Intuition behind PAC

The PAC is a learning models which is characterized by learning from examples.

In its simplest form, consider $f$ as the target function to be learnt, the learner (the computational model) is provided with some random examples in the form of $(X,f(X))$.

Here, $X$ is a binary input instance of length $n$, and $f(X)$ is the value (boolean TRUE or FALSE) of the target function at that instance.

Based on these examples, the learner must succeed in deducing the target function $f$ which is expressed as:

$$f : [0, 1]^n → {0, 1}$$.

What do we actually mean by success? It should actually be any measure or a series of evaluation steps that help us find that the algorithm meets the criteria. Hence this approach can b shown using the model below:

Failure Probability

According to PAC, there is always a small probability that the learning algorithm fails and the results produced are not accurate. One obvious reason could be that learning examples do not fully reflect the probability distribution that the examples belong to, and. i.e. This hinders l learning process seriously and target function $f$ can not be achieved. insufficient examples is something that we come across very often in machine learning discipline. PAC Learning attempts to reduce the probability of getting such poor examples by considering a sufficient number of examples for learning the required function.

PAC learning approach places an upper bound on the probability of error by placing a lower bound on the number of examples required to learn the target function.

Function Approximation

In PAC, we do not expect the learner to learn the exact function most of the time, due to limits on available examples and noise in the data etc. We expect the learner to find a function $h$ which is very close to the desired function $f$. So we say that $h$ approximates $f$ , and that is function we are interested in learning.

The two factors given above are to explain the meaning of success.

"Probably: " If learner outputs the data with desired probability and confidence, the results are probably correct

"Approximately: ." A hypothesis is approximately correct if its error over the distribution of inputs is bounded by some predefined interval.

The results of PAC learning are therefore called "Probably Approximately Correct"

Error Calculation

Based on these, PAC gives:

an upper bound on the error in accuracy with which h approximates f and
the probability of failure in achieving this accuracy.

With these quantities, we an express the definition of a PAC Algorithm with more mathematical clarity.

For PAC Learnability, the learner must find a concept $h$ such that the error between $h$ and $f$ with acceptable range with a predefined level of confidence.

The notion of approximation is described as: There is some probability distribution $D$, defined in the sample sample $[0,1]|^n$ giving probability of each example.
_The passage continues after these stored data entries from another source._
PR #5517, opened 2026-06-16
fix: stop runaway DockerHub token-refresh secret-write loop (#5386)

mchalapuk:
## Summary

Fixes the runaway `UPDATE app_installation_secrets` load reported in #5386 (~35k writes/day, avg ~96ms, dominating Cloud SQL Query Insights). The DockerHub token-refresh loop was leaking self-perpetuating refresh chains; this PR switches it to the deduplicated scheduler, hardens the request worker so a request can never duplicate on failure/restart, and adds gauges for early detection.

## Root cause

DockerHub drives a perpetual token refresh. It rescheduled itself via `ScheduleActionCall`, which — unlike `ScheduleResync` — has **no de-duplication**: it creates a new pending request without ever completing the current one. So every `Sync` (which runs on integration sync/edit/capability update *and* on the recurring refresh) permanently added a brand-new, never-terminating refresh chain.

```
Sync -> ScheduleActionCall("refreshAccessToken")   # creates B, does NOT complete A
HandleHook(A) -> refresh + ScheduleActionCall       # creates B', does NOT complete A
...chains multiply, none ever die
```

This was amplified by the worker's phasing: the successor request was created/committed in phase 2 (the external `Sync`/`HandleHook` call), but the parent was completed in a **separate** phase-3 transaction. If phase 3 failed or the worker died in between, the leased parent was retried after its lease expired and spawned a *duplicate* successor.

Each chain refreshes the token shortly before its JWT `exp`, and since all chains for an installation share the same token lifetime, their `run_at` is phase-locked into a tight window — producing synchronized ~9-minute write bursts. `SetSecret` always does a full-row `Save()` with a fresh AES-GCM nonce, so every refresh is a real, heavy UPDATE.

## How we reached the conclusion

- Cloud SQL Query Insights pinpointed `UPDATE app_installation_secrets` as the hot query.
- Structured logs (`source=integration_action`, `Integration secret write`) tied the writes to one DockerHub installation (`f55dd252-…`) on a recurring background cadence — not user activity — and showed the ~9-minute synchronized bursts.
- Direct DB inspection of `app_installation_requests` for that installation: **202 pending + 1.14M completed** `invoke-action` rows, all `refreshAccessToken`, with the 202 pending clustered into a ~2-minute `run_at` window. `202 chains × (~1440 min/day ÷ ~9 min) ≈ 32k UPDATEs/day`, matching the observed ~35k/day.
- Code review confirmed the `ScheduleActionCall` (no dedup) vs `ScheduleResync` (dedup via `completeCurrentRequestForInstallation`) distinction as the mechanism, and the phase-2/phase-3 split as the multiplier.

## How we confirmed it with a test

`Test__DockerHubRefreshLoopDoesNotAccumulate` (added in the preceding commit) drives the **real** DockerHub `Sync` against a DB-backed integration context, mocking only HTTP, and asserts the invariant the fix must hold: **at most one pending integration request per installation**. Against the unfixed code it **failed** — the pending count climbed from 1 to 2 after the second sync — reproducing the production accumulation in a unit test.

## The fix (and how the test confirms it)

- **DockerHub** (`pkg/integrations/dockerhub/dockerhub.go`): `Sync` and the `refreshAccessToken` hook now reschedule via `ScheduleResync`, which completes the current pending request before creating its successor. The hook is retained as a migration bridge so the 202 existing orphaned chains collapse onto the single deduplicated sync loop after deploy — code-only remediation, no manual SQL.
- **Worker hardening** (`pkg/workers/contexts/integration_context.go`, `pkg/workers/integration_request_worker.go`): the in-flight request is now carried on `IntegrationContext`, and `ScheduleResync`/`ScheduleActionCall` complete the parent **and** create the successor in one transaction. Phase-3 completion stays as an idempotent fallback for paths that schedule nothing (e.g. the Sync error path). This removes the duplicate-on-failure window.
- **Observability** (`pkg/telemetry/metrics.go`, `pkg/telemetry/periodic.go`): adds `app_installation_requests.pending.count` and `app_installation_requests.pending.max_per_installation` gauges. The max-per-installation is the real early warning — one runaway installation is invisible in a global total.

With the fix, the same `Test__DockerHubRefreshLoopDoesNotAccumulate` now **passes**: repeated syncs keep exactly one pending refresh request. This is the designed "fail before, pass after" guard against regressions.

Additional tests:
- `Test__DockerHubSyncSchedulesResyncRequest` — `Sync` schedules a `sync`-type (deduplicated) request, not an action call.
- `Test__DockerHubRefreshHookBridgesToResync` — an orphaned `refreshAccessToken` action request collapses onto a single sync request when it runs.
- `Test__IntegrationRequestWorker_NoDuplicateChainOnRetry` — reprocessing an already-completed leased request creates no duplicate chain (validates the atomic completion).

## Test plan

- [x] `Test__DockerHubRefreshLoopDoesNotAccumulate` fails on the pre-fix code and passes with the fix.
- [x] `pkg/workers`, `pkg/integrations/dockerhub`, `pkg/telemetry` suites pass (157 tests).
- [x] `make format.go`, `make lint` pass; changed packages build cleanly.
- [ ] After deploy: watch the new gauges and the `Integration secret write` log rate fall as the 202 chains collapse to 1; confirm via the pending-count for `f55dd252-…` and that `UPDATE app_installation_secrets` returns to baseline in Query Insights.

### DIFF
--- a/pkg/integrations/dockerhub/dockerhub.go
+++ b/pkg/integrations/dockerhub/dockerhub.go
@@ -102,8 +102,14 @@ func (d *DockerHub) Sync(ctx core.SyncContext) error {
 		return fmt.Errorf("failed to validate credentials: %w", err)
 	}
 
-	err = ctx.Integration.ScheduleActionCall("refreshAccessToken", map[string]any{}, *refreshIn)
-	if err != nil {
+	//
+	// Schedule the next refresh through ScheduleResync, which completes the
+	// current pending request before creating the next one. This keeps a single
+	// pending request per installation. Using ScheduleActionCall here instead
+	// would never complete the prior request, so every sync would leak another
+	// self-perpetuating refresh chain (issue #5386).
+	//
+	if err := ctx.Integration.ScheduleResync(*refreshIn); err != nil {
 		return fmt.Errorf("failed to schedule token refresh: %w", err)
 	}
 
@@ -131,12 +137,20 @@ func (d *DockerHub) Hooks() []core.Hook {
 func (d *DockerHub) HandleHook(ctx core.IntegrationHookContext) error {
 	switch ctx.Name {
 	case "refreshAccessToken":
+		//
+		// Backwards-compatibility bridge for issue #5386: the refresh loop used
+		// to be driven by self-rescheduling "refreshAccessToken" action calls,
+		// which accumulated into many orphaned chains. Any such in-flight action
+		// request is converted here onto the deduplicated resync loop (ScheduleResync
+		// completes the current request before scheduling the next), so the extra
+		// chains collapse to a single pending request over the following cycles.
+		//
 		refreshIn, err := refreshAccessToken(ctx.HTTP, ctx.Integration)
 		if err != nil {
 			return fmt.Errorf("failed to refresh access token: %w", err)
 		}
 
-		return ctx.Integration.ScheduleActionCall("refreshAccessToken", map[string]any{}, *refreshIn)
+		return ctx.Integration.ScheduleResync(*refreshIn)
 
 	default:
 		return fmt.Errorf("unknown hook: %s", ctx.Name)
--- a/pkg/telemetry/metrics.go
+++ b/pkg/telemetry/metrics.go
@@ -55,6 +55,9 @@ var (
 
 	pendingEventsGauge     metric.Int64Gauge
 	pendingExecutionsGauge metric.Int64Gauge
+
+	pendingIntegrationRequestsGauge                   metric.Int64Gauge
+	pendingIntegrationRequestsMaxPerInstallationGauge metric.Int64Gauge
 )
 
 // Operation values for integration secret writes.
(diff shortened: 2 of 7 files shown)


pkg/integrations/dockerhub/dockerhub.go
```diff
@@ -131,12 +137,20 @@ func (d *DockerHub) Hooks() []core.Hook {
...
+		// completes the current request before scheduling the next), so the extra
+		// chains collapse to a single pending request over the following cycles.
+		//
 		refreshIn, err := refreshAccessToken(ctx.HTTP, ctx.Integration)
 		if err != nil {
 			return fmt.Errorf("failed to refresh access token: %w", err)
 		}
 
-		return ctx.Integration.ScheduleActionCall("refreshAccessToken", map[string]any{}, *refreshIn)
+		return ctx.Integration.ScheduleResync(*refreshIn)
```
lucaspin, line 153: We shouldn't use Sync() for this. We should use hooks only for these background tasks. I think the reason why this was written like this was because integrations didn't have hooks yet, so the re-sync mechanism was added.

So we are picking examples from this distribution, at random. Also, its imperative to mention that the all the examples that learner is provided with are iid ,independent and identical . Considering the total probability of seeing a sequence of examples over $D$ , we will use the product rule.

The distribution $D$, conveniently and mathematically quantifies the error with which $h$ approximates $f$ as shown below:

$$err(h, f) ≡ P_{x∈D}(h(x) \neq f(x))$$

$P_{x∈D}$ reflects the probabilities are taken with respect to random draws over $D$ only. In terms of set theory, our error is the symmetric difference between the sets corresponding to $h$ and $f$ over $X$, shown in the shaded areas below, highlighting probabilistic region of disagreement between $h$ and $f$ and hence gives the probability of error:

A PAC Learning Algorithm would always be independent of underlying distribution i.e. $D$. The only restriction on the setting is that we must calculate the probability of error over the same distribution from which we draw our iid examples. The learner sees examples so that the probability of a poor example i.e. an error over the same distribution reduces to some specified bounds. It is therefore natural to calculate the error probability over the same distribution that was used during the learning phase. And as you can see, we have taken care of this fact in equation above which calculates the probability over D only.

PAC Examples

Visit this link for detailed problem definitions with mathematical proofs and intuitions behind some PAC theorems. The document entails following problems that a PAC learnable.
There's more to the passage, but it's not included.